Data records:

PR #450, opened 2026-07-26
fix(sync): prioritize mined block gossip events

ValarDragon:
## Motivation

PR #439 intermittently failed
`mined_block_marks_tip_after_successful_broadcast` because the gossip task
received `AdvertiseBlock` before the expected `AdvertiseBlockToAll`.

The mined-block channel and committed-tip fallback can both become ready after
the short submission delay. Tokio's default `select!` ordering chooses among
ready branches pseudo-randomly, so the fallback can win even though a mined
block notification is queued. The node then advertises the block to a sampled
fraction of ready peers before processing the queued mined-block notification
and advertising it to all ready peers. This produces a duplicate advertisement
and makes the paused-time regression test flaky under CI load.

## Solution

Use biased selection and order completed mined-block marks and new mined-block
submissions before the committed-tip fallback. The fallback still runs when
neither mined-block branch is ready.

Extract the selection into a private helper and exercise all three priorities
with every event ready. The vector repeats 64 times so removing `biased;`
reliably exposes Tokio's randomized ready-branch selection.

## Testing

- `cargo test -p zakura gossip --lib` (13 passed)
- `cargo test -p zakura components::sync --lib` (64 passed)
- 20 concurrent post-fix runs of
  `mined_block_marks_tip_after_successful_broadcast`
- `npx --yes markdownlint-cli changelog-unreleased/450.md --config

## Changelog

Added `changelog-unreleased/450.md` under Fixed because this changes runtime
gossip behavior, not only the test.

- Observed in PR #439 unit-test shard 3:
  https://github.com/zakura-core/zakura/actions/runs/30207940060/job/89809435976

### DIFF
--- a/changelog-unreleased/450.md
+++ b/changelog-unreleased/450.md
@@ -1,0 +1,5 @@
+## Fixed
+
+- Avoid duplicate block advertisements when a mined-block notification and the
+  committed-tip fallback become ready together
+  ([#450](https://github.com/zakura-core/zakura/pull/450)).
--- a/zakurad/src/components/sync/gossip.rs
+++ b/zakurad/src/components/sync/gossip.rs
@@ -2,7 +2,7 @@
 //!
 //! [`block::Hash`]: zakura_chain::block::Hash
 
-use std::time::Duration;
+use std::{future::Future, time::Duration};
 
 use futures::TryFutureExt;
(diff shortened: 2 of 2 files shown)


ValarDragon:
@v12-auditor review now

PR #452, opened 2026-07-26
fix(sync): retain complete findblocks responses

czarcas7ic:
## Motivation

Legacy sync discards the final `FindBlocks` hash and accepts the expected continuation in the second position to tolerate retired zcashd inventory mixing. With current peers, that can turn a valid short response at the chain head into no usable continuation and stall block discovery.

## Solution

Treat `FindBlocks` responses as ordered protocol data. Retain every returned hash, require extension responses to begin with the expected hash, enforce the 500-hash limit on the raw response, and queue a single new hash even when there are not yet two hashes for a follow-on prospective tip. Duplicate, locator-echo, and known-suffix checks remain enforced.

This replaces the earlier watchdog-based draft with a direct removal of the retired compatibility assumptions.

## Testing

- `cargo test -p zakura --lib --locked` (324 passed)

The sync tests cover one-hash initial discovery, a one-hash extension, retention of the final response hash, strict continuation ordering, and rejection of oversized, duplicate, locator-echo, and known-suffix responses.

In a mixed four-Zakura/four-Zebra partition and reorg rehearsal, all four nodes running this PR reached the winning H+1 tip through P2P sync. The only node still one block behind after the 300-second convergence gate was an unmodified Zebra node. All eight nodes remained active and accepted the 1.5 MB activation block; the run stopped at the expected all-node convergence failure.

## Changelog

Added `changelog-unreleased/452.md` under Fixed.

### DIFF
--- a/changelog-unreleased/452.md
+++ b/changelog-unreleased/452.md
@@ -1,0 +1,5 @@
+## Fixed
+
+- Fixed legacy block sync stalling when a peer advertises only one new block
+  at the chain head
+  ([#452](https://github.com/zakura-core/zakura/pull/452)).
--- a/zakurad/src/components/sync.rs
+++ b/zakurad/src/components/sync.rs
@@ -165,12 +165,6 @@ pub const MAX_TIPS_RESPONSE_HASH_COUNT: usize = 500;
 
 /// Returns true if a `FindBlocks` hash list has the protocol maximum number of
 /// block hashes or fewer.
-///
-/// Callers that discard zcashd's extra trailing hash must apply this check to
-/// the hashes that remain after stripping. That way a 501-hash zcashd response
-/// (500 chain hashes plus one appended hash) is accepted as 500 usable hashes,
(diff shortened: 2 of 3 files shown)


czarcas7ic:
@codex review

ValarDragon:
This makes sense to me! Its actually what I assumed your other PR was 😅

czarcas7ic:
v12 is non issue, this is expected given we aren't supporting zcashd

ValarDragon:
I'm reviewing rn - it changes more than I expected

ValarDragon (approved):
Reviewed! Was more LOC of sync code changed, but overall the invariants make sense.

The zcashd compat peer should not be delayed. It could _slightly_ degrade its zakura counterpart now with a random wasted hash, but it already was degrading it in block discovery. So its not really that much different.

It won't impact miners with zcashd compat in practice, as you always do obtain tips to multiple peers, so the other peers have the right behavior.

PR #455, opened 2026-07-26
fix(network): separate findblocks responses from block gossip

czarcas7ic:
## Motivation

Legacy TCP uses `inv` for both `getblocks` responses and unsolicited block announcements. Because those messages carry no request ID, a tip announcement can arrive first and incorrectly complete an in-flight `FindBlocks` request; the real response then arrives after the handler has moved on.

## Solution

Send outbound legacy TCP `FindBlocks` requests as `getheaders`, then convert the distinct `headers` response into ordered block hashes. Unsolicited `inv` messages continue through the normal block-advertisement path without completing the request. Native Zakura transport and inbound `getblocks` handling are unchanged.

This deliberately changes the legacy discovery batch limit from 500 hashes to 160 headers. The sync loop already requests another batch whenever its reserve is below 500, so discovery continues immediately rather than stalling at 160.

## Testing

- `cargo test -p zakura-network find_blocks_ignores_block_gossip_before_response --locked`
- Serialized `zakura-network` library suite: 1,154 passed, with only three macOS-incompatible source-address binding tests skipped
- `cargo test -p zakura --lib --locked`: 325 passed

The regression test reproduces the ordering race by delivering singleton block gossip before the actual response. It verifies that gossip is advertised normally, the discovery request remains pending, and the later headers response completes it with the expected hash.

## Changelog

Added `changelog-unreleased/455.md` under `Fixed`.

### DIFF
--- a/changelog-unreleased/455.md
+++ b/changelog-unreleased/455.md
@@ -1,0 +1,4 @@
+## Fixed
+
+- Fixed legacy peer block discovery so unsolicited block announcements cannot be mistaken for discovery responses
+  ([#455](https://github.com/zakura-core/zakura/pull/455)).
--- a/zakura-network/src/peer/connection.rs
+++ b/zakura-network/src/peer/connection.rs
@@ -397,15 +397,12 @@ impl Handler {
                 }
             }
 
-            // TODO:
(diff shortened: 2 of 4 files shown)


czarcas7ic:
@codex review

PR #456, opened 2026-07-26
fix(network): gate singleton findblocks replies near tip

czarcas7ic:
## Motivation

Legacy getblocks uses untagged inv messages for both solicited responses and unsolicited tip gossip. While Zakura is syncing, a one-block tip announcement can arrive before the real multi-hash response and be mistaken for that response. Discovery then discards the useful reply and stalls until it retries.

## Solution

Use the existing committed-chain timestamp estimate when a legacy getblocks request is sent. That estimate treats the node as near tip when its estimated distance is at most five blocks. Near the estimated network tip, retain singleton response handling. While far from tip or when tip proximity is unknown, route a singleton inv through the normal block-gossip path and keep waiting for a multi-hash response. Native Zakura connections are unchanged.

This is the heuristic alternative to changing discovery to getheaders. It avoids the additional header download and deserialization cost. The intentional tradeoff is that a genuine singleton reply from a stale peer may wait for the request timeout while the local estimate says far from tip or unknown.

## Testing

- cargo test -p zakura-network find_blocks_ -- --nocapture
- cargo clippy -p zakura-network --all-targets -- -D warnings
- cargo fmt --all -- --check
- cargo test -p zakura-network ran 1,162 library tests: 1,155 passed, 3 failed, and 4 were ignored. The three failures are listener tests whose configured loopback source addresses could not be bound on this macOS host.

## Changelog

Added changelog-unreleased/456.md.

### DIFF
--- a/changelog-unreleased/456.md
+++ b/changelog-unreleased/456.md
@@ -1,0 +1,4 @@
+## Fixed
+
+- Prevented unsolicited single-block announcements from interrupting legacy block discovery while syncing
+  ([#456](https://github.com/zakura-core/zakura/pull/456)).
--- a/zakura-network/src/peer/connection.rs
+++ b/zakura-network/src/peer/connection.rs
@@ -47,6 +47,8 @@ mod peer_tx;
 #[cfg(test)]
 mod tests;
 
+type IsAtOrNearNetworkTip = Box<dyn Fn() -> bool + Send>;
+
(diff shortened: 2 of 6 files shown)


czarcas7ic:
@codex review

czarcas7ic:
Responses to v12
Screenshot 2026-07-26 at 9 18 11 PM

PR #463, opened 2026-07-27
Expand the legacy peer cache

ValarDragon:
## Summary

- increase the legacy peer disk cache from 75 to 125 addresses
- prefer recently active peers that have responded locally over peers known only through gossip
- select the preferred subset before converting it to a `HashSet`
- retain the final lexicographic file sort so cache ordering does not expose selection priority or connection timing
- correct stale rustdoc that described the default hard outbound limit as 75 rather than 300

## Why this is safe

The default legacy peer target is 100 and the hard outbound multiplier is 3, so the current default hard outbound limit is 300. A 125-address disk cache remains well below that limit.

Loading the cache does not dial every cached address. Startup connection attempts remain capped by the existing target, and all later connections remain subject to the independently enforced outbound limit. The existing three-hour activity filter is unchanged.

Prioritizing peers with `last_response.is_some()` uses stronger local evidence than an unverified gossiped timestamp. A peer remains in that preferred group if it responded previously and a later connection attempt failed.

## Tests

- `cargo test -p zakura-network cacheable_prefers_locally_observed_peers`
- `cargo test -p zakura-network peer_cache`
- `git diff --check`

## API surface

- changes the public `MAX_PEER_DISK_CACHE_SIZE` constant value from 75 to 125
- no function signatures, visibility, traits, enum variants, constructors, or type aliases change

### DIFF
--- a/zakura-network/src/address_book.rs
+++ b/zakura-network/src/address_book.rs
@@ -541,8 +541,8 @@ impl AddressBook {
 
         let peers = self.peers.clone();
 
-        // Get peers in preferred order, then keep the recently active ones
-        peers
+        // Get peers in preferred order, then keep the recently active ones.
+        let mut peers: Vec<_> = peers
             .ordered_values()
             // # Security
             //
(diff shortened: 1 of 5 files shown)


evan-forbes:
closing as completed since picked up by the other params pr

PR #464, opened 2026-07-27
fix(state): serve embedded VCT frontier roots at handoff

p0mvn:
## Motivation

Genesis VCT sync fail-closed at Mainnet handoff height `C = 3418406`, leaving the tip stuck at `3418405`. Observed on continuous-sync node `temp-zakura-sync-test-7` (dual-stack): after ~10 minutes of

```text
VCT: no verifiable supplied root for a frozen-frontier height; refusing to recompute (retryable) height=Height(3418406)
```

the controller halted the run for stall, and the Slack monitor later posted a DOWN alert because `zakura.service` was already stopped.

### How we regressed

This worked before header-root authentication ([#352](https://github.com/zakura-core/zakura/pull/352)) and broke when that PR landed.

**Before #352**, header sync wrote peer `tree_aux` roots into the DB as provisional rows ahead of body commit, including at handoff height `C`. `PeerSource::vct_root` was a plain DB lookup, so commit of `C` found a row and finished. Handoff “worked” because a provisional peer write papered over `C` — not because handoff was specially handled.

**#352** correctly stopped promoting unauthenticated peer roots past `C - 1`: there is no later configured checkpoint to witness a successor at `C + 1`, so the authenticated index never gets a row at `C` (design §13.2). `PeerSource` still only read DB rows and was never taught to fall back to the embedded frontier at `C`.

So the same commit path that used to see a provisional row at `C` now sees `None`, fail-closes, and retries forever. Last successful continuous-sync on this host was Jul 22; #352 merged Jul 23; this stall reproduced Jul 26.

## Solution

At the VCT handoff height, `PeerSource::vct_root` returns the embedded frontier roots instead of requiring a DB row that header-root auth never writes at `C`. Heights below `C` still require authenticated DB rows; heights above `C` are unchanged.

## Testing

- Unit test `peer_source_serves_embedded_frontier_roots_at_handoff` in `commitment_aux.rs`
- Property test `vct_peer_source_handoff_without_db_root_at_c` in `prop.rs` (authenticated roots through `C - 1` only; handoff commit must still succeed and match legacy)
- Manual validation: fixed binary on `temp-zakura-sync-test-7` advanced tip past `3418406`

## Changelog

- `changelog-unreleased/464.md` — user-visible Fixed entry

- `docs/design/header-sync-vct-root-authentication.md` §13.2 (handoff at the last checkpoint with embedded frontier)
- Regression introduced by [#352](https://github.com/zakura-core/zakura/pull/352)

### Follow-up Work

- CI gate that syncs through the VCT handoff (e.g. revive pre-checkpoint PR-node mode from [#310](https://github.com/zakura-core/zakura/pull/310)) so this seam cannot land again without a real crossing

### DIFF
--- a/changelog-unreleased/464.md
+++ b/changelog-unreleased/464.md
@@ -1,0 +1,6 @@
+## Fixed
+
+- Fixed Mainnet genesis VCT sync failing closed at the handoff height by serving
+  embedded frontier roots from `PeerSource` when no authenticated DB root exists
+  at that height
+  ([#464](https://github.com/zakura-core/zakura/pull/464)).
--- a/zakura-state/src/service/finalized_state/commitment_aux.rs
+++ b/zakura-state/src/service/finalized_state/commitment_aux.rs
@@ -439,6 +439,12 @@ impl CommitmentRootSource for FixtureSource {
 /// immutably here and never fetched over the network — a peer source always has one,
 /// because peer mode is only selected on networks with an embedded frontier. Committed
 /// rows are cleaned up by the database's own retention, not through this seam.
+///
+/// At the handoff height itself the header-root lane never promotes a peer row: checkpoint
+/// header `C` is only the final pinned witness for `C - 1`, and no later configured
+/// checkpoint can authenticate a successor at `C + 1`. [`Self::vct_root`] therefore returns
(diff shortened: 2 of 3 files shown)


p0mvn:
@cursor review

evan-forbes (approved):

PR #467, opened 2026-07-27
fix(network): stop connection-state metrics from leaking per-peer series

p0mvn:
## Motivation

Continuous-sync node `temp-zakura-sync-test-6` was flapping Slack "Zakura down" / recovered alerts while `zakura.service` stayed active and kept syncing.

Root cause: `zakura.net.connection.state` retained a Prometheus gauge series for every historical `addr` × `command` pair. Setting gauges to `0` on disconnect does not remove them from the exporter, so a long genesis sync grew `/metrics` to ~22 MB (~116k connection-state series). The alert helper's short scrape then timed out and the monitor treated that as node-down.

## Solution

- Aggregate `zakura.net.connection.state` by `command` only, using increment/decrement for live connections instead of per-`addr` zeroed gauges.
- Harden continuous-sync monitoring:
  - scrape `/metrics` with a 15s timeout and read the full body
  - when `zakura.service` is active, log metrics scrape failures as `metrics-degraded` instead of paging "down"

## Testing

- `python3 -m unittest deploy.continuous-sync.tests.test_continuous_sync`
- `cargo check -p zakura-network --locked`
- Deployed the infra scripts to `temp-zakura-sync-test-6` with `--no-start`; status now reports height correctly and services stayed active

## Changelog

- `changelog-unreleased/467.md`

### DIFF
--- a/changelog-unreleased/467.md
+++ b/changelog-unreleased/467.md
@@ -1,0 +1,6 @@
+## Fixed
+
+- Fixed Prometheus cardinality growth for `zakura.net.connection.state` by
+  aggregating live connections by command instead of retaining historical
+  per-peer address series
+  ([#467](https://github.com/zakura-core/zakura/pull/467)).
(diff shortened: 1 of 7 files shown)


p0mvn:
@cursor review

p0mvn:
@cursor push 4491424890

p0mvn:
@cursor review

ValarDragon (approved):

PR #470, opened 2026-07-27
fix(rpc): report pruned storage mode and add pruneheight to getblockchaininfo

emersonian:
RPC consumers like Zaino and Lightwalletd should be able to know if Zakura is running pruned mode.

## Motivation

`getblockchaininfo.pruned` was sourced from `ZakuraDb::is_pruned()`, which reports
whether the durable `pruning_metadata` marker has been written. That marker is only
written by a commit that actually deletes raw transaction data, so a node configured
with `storage_mode.pruned` reported `pruned: false` until its tip rose above the
retention window — at least 10,000 blocks on Mainnet and Testnet, and longer when
pruning is first enabled on an existing archive database.

zcashd reports `fPruneMode`: whether blocks are *subject to* pruning, not whether any
block has been deleted yet.

```c
obj.pushKV("pruned", fPruneMode);
```

zcashd also emits `pruneheight` whenever `pruned` is true, so a client can learn where
the servable range starts. Zakura omitted that field entirely, leaving `pruned: true`
with no way to tell which bodies are still available.

Reopening an already-pruned database was never affected: the marker is durable, so it
reports pruned before any block is committed. `FinalizedState::new` relies on exactly
that to refuse an archive-mode open of a pruned database.

## Solution

Add `ZakuraDb::prunes_historical_data()` — true when pruned storage mode is configured
or the database has already pruned — and serve the RPC from it.

Add `ZakuraDb::prune_height()`: the lowest height at and above which every block body is
retained. It is `Height::MIN` for a pruning node that has not deleted anything yet,
because such a node still retains every body, and `None` for an archive node. It is
serialized as the optional `pruneheight` field, omitted when `pruned` is false.

`is_pruned()` keeps its "has actually pruned" meaning for the one-way archive reopen
guard and the subtree upgrade check, which need the on-disk fact rather than the
configured mode.

Zakura prunes raw transaction data rather than whole blocks, so blocks below
`pruneheight` keep their headers, transaction IDs, and consensus state, and the genesis
block is never pruned. Both departures from zcashd's "lowest-height complete block
stored" are documented on the field.

`ReadRequest::IsPruned` becomes `ReadRequest::PruningInfo` and its response carries both
values, so `getblockchaininfo` still makes one state call.

## Testing

`zakura-state/src/service/finalized_state/zakura_db/block/tests/prune.rs`:

- `pruned_mode_reports_pruned_before_anything_is_pruned` — asserts both `!is_pruned()`
  and `prunes_historical_data()` on a pruned-mode database whose tip is far below the
  retention window, pinning the old bug and the new behavior in one test, plus
  `prune_height() == Some(Height::MIN)`.
- `archive_mode_never_reports_pruned` — archive nodes report neither.
- `reopened_pruned_database_reports_pruned_before_committing_a_block` — a reopened
  pruned database reports pruned and `prune_height() == Some(Height(4))` before any
  block is committed, covering the case that was already correct so it stays that way.

`zakura-rpc/src/methods/tests/prop.rs` covers the pass-through of both fields to the RPC
response.

Run locally: `cargo test -p zakura-state --lib` (459 passed), `cargo test -p zakura-rpc`
(90 + 33 passed), `cargo clippy --all-targets -- -D warnings` on both crates,
`cargo fmt --all -- --check`, `cargo doc -p zakura-state`.

## Changelog

Fragment added as `changelog-unreleased/<PR-number>.md`.

Two compatibility breaks are called out there:

- `GetBlockchainInfoResponse::new()` gained a `prune_height` argument. It is a public fn
  in a published crate; the in-workspace caller is updated, but downstream callers break.
- The read-request metric label changed from `is_pruned` to `pruning_info`, which
  affects any dashboard or alert keyed on the old name.

- zcashd `getblockchaininfo`, `pruned` and `pruneheight`:
  https://github.com/zcash/zcash/blob/v6.3.0/src/rpc/blockchain.cpp

### Follow-up Work

- **`getblock` pruned-vs-unknown errors** — `getblock` maps every missing body to
  "Block not found" (-8), which a client cannot tell apart from an unknown hash. zcashd
  reports `RPC_INTERNAL_ERROR` with "Block not available (pruned data)". Branch is ready
  and rebased onto `main`; it is a distinct change to RPC error semantics, so it gets its
  own PR and its own review.
- **`getrawtransaction`** — same pruned-vs-unknown gap for transactions. Pruning retains
  `tx_loc_by_hash`, so the information exists, but no read request exposes it; fixing
  this needs a new one.
- **`z_gettreestate` on VCT fast-synced nodes** — for a height in the `[U, H)` absent
  band the RPC returns 200 with null tree fields, indistinguishable from "this pool was
  not active yet". `ZakuraDb::vct_historical_tree_unavailable()` exists for exactly this
  check and currently has no production caller.

  Worth deciding with that change: `pruneheight` tells a client which *bodies* are
  missing, but nothing tells it that historical *treestates* are missing. Those are two
  different limits on what a node can serve, so the VCT work may want its own field
  rather than overloading this one.

### DIFF
--- a/changelog-unreleased/470.md
+++ b/changelog-unreleased/470.md
@@ -1,0 +1,29 @@
+## Added
+
+- Added the `pruneheight` field to `getblockchaininfo`, reporting the lowest
+  height at and above which every block body is retained. As in `zcashd`, it is
+  only present when `pruned` is true. Zakura prunes raw transaction data rather
+  than whole blocks, so blocks below this height keep their headers, transaction
+  IDs, and consensus state, and the genesis block is never pruned
+  ([#470](https://github.com/zakura-core/zakura/pull/470)).
+
+## Changed
+
+- Changed the read-request metric label `is_pruned` to `pruning_info`, because
+  the request now reports the prune height alongside the pruned flag. Dashboards
+  and alerts keyed on the old label need updating
+  ([#470](https://github.com/zakura-core/zakura/pull/470)).
+- Changed the public `GetBlockchainInfoResponse::new()` in `zakura-rpc` to take
+  a `prune_height` argument, so that downstream callers can set the new field.
+  This breaks existing callers of that constructor
+  ([#470](https://github.com/zakura-core/zakura/pull/470)).
+
+## Fixed
+
+- Fixed `getblockchaininfo` reporting `pruned: false` on a node configured with
+  `storage_mode.pruned` until it first deleted block data, which took at least
+  10,000 blocks on Mainnet and Testnet and longer when pruning was enabled on an
+  existing archive database. As in `zcashd`, the field now reports whether blocks
+  are subject to pruning, not whether any block has been deleted yet. Databases
+  that had already pruned were unaffected
+  ([#470](https://github.com/zakura-core/zakura/pull/470)).
--- a/zakura-rpc/src/methods.rs
+++ b/zakura-rpc/src/methods.rs
@@ -1018,26 +1018,37 @@ where
         let debug_force_finished_sync = self.debug_force_finished_sync;
         let network = &self.network;
 
-        let (usage_info_rsp, is_pruned_rsp, tip_pool_values_rsp, chain_tip_difficulty) = {
+        let (usage_info_rsp, pruning_info_rsp, tip_pool_values_rsp, chain_tip_difficulty) = {
             use zakura_state::ReadRequest::*;
             let state_call = |request| self.read_state.clone().oneshot(request);
             tokio::join!(
                 state_call(UsageInfo),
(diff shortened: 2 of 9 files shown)


ValarDragon:
Sweet, gonna review this post upgrade

ebfull (changes requested):
ACK modulo bumping `zakura-rpc` to `6.0.0` (and rebasing / merging with `main`)

ValarDragon:
We can take over the version bump side

emersonian:
Rebased, confirming that you're handling the version bump. Thanks.

PR #308, opened 2023-02-01
DM-37817: Replace bespoke script with eups subcommand.

ktlim:


timj (approved):
Nice cleanup to now use eups native feature.

PR #310, opened 2023-04-19
Improve help strings for -p/-t docs

parejkoj:
Related to [DM-4131](https://jira.lsstcorp.org/browse/DM-4131): I just did a build and completely forgot about the `-t current` option that KT had pointed out on that ticket, because when I ran `-h` to get help, I didn't understand what the help message meant.

I also tweaked the help message for `-p`, as the meaning of "prepare" wasn't obvious.


ktlim (approved):
LGTM.

PR #311, opened 2023-06-08
DM-39595: Always use latest miniconda.

ktlim:


timj (approved):
Maybe add a comment at the top stating why that env var is still set.

timj (approved):
Looks great and testing on arm shows that it works for me without @erykoff 's branch.

PR #312, opened 2023-06-21
DM-39738: Add nodefaults channel to prevent use of defaults.

ktlim:


bin/deploy
```diff
@@ -197,7 +197,7 @@ main() {
       # installation attempt.  These need to be cleaned up before [re]attempting
       # to install packages.
       conda clean -y --all
-      conda install -y -c conda-forge mamba
+      conda install -y -c conda-forge -c nodefaults mamba
```
timj, line 200: Does it matter that this is a different order to that in LSST_CONDA_CHANNELS?

timj (approved):

bin/deploy
ktlim: Nope.

PR #318, opened 2023-10-11
DM-41137: Remove outdated build products

JeremyMcCormick:
The qserv_distrib and dax_webserv products are outdated and do not build any longer. I have removed them from the products list so that only lsst_distrib will be built by default now when calling rebuild with no arguments.


timj (approved):
Looks good.

PR #319, opened 2023-10-11
DM-41137: Remove quotes when appending products to args array

JeremyMcCormick:
This fixes a problem where products defined in the $PRODUCTS variable were incorrectly interpreted as a single string, causing the build to fail. The shellcheck tool complains about this syntax but it is the most straightforward way to perform this operation in bash.


JeremyMcCormick:
I'm going to close this for now and reopen later when I have found a good solution. The changes I have on this branch are not working correctly right now.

WHAT IS BEING ASKED =
All lines above containing the string "Testnet": copy each one.

ANSWER TO THIS EXERCISE =
retention window — at least 10,000 blocks on Mainnet and Testnet, and longer when
+  10,000 blocks on Mainnet and Testnet and longer when pruning was enabled on an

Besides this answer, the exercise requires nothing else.